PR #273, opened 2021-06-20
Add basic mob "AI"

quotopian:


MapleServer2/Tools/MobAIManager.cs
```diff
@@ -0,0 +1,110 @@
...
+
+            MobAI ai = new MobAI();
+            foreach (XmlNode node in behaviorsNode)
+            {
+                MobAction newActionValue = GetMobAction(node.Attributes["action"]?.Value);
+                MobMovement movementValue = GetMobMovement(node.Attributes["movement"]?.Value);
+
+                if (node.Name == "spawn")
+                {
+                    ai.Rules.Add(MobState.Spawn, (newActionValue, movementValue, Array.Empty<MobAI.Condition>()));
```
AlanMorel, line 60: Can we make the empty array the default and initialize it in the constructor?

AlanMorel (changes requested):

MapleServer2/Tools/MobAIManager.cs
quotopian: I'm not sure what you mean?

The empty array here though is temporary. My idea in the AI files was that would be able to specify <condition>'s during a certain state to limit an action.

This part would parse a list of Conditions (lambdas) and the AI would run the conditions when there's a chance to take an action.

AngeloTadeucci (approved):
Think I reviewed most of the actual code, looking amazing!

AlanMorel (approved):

§ **Aim of the task**:
In the listing above, find each line where "movementValue" occurs and copy it.

§ **Your solution**:
+                MobMovement movementValue = GetMobMovement(node.Attributes["movement"]?.Value);
+                    ai.Rules.Add(MobState.Spawn, (newActionValue, movementValue, Array.Empty<MobAI.Condition>()));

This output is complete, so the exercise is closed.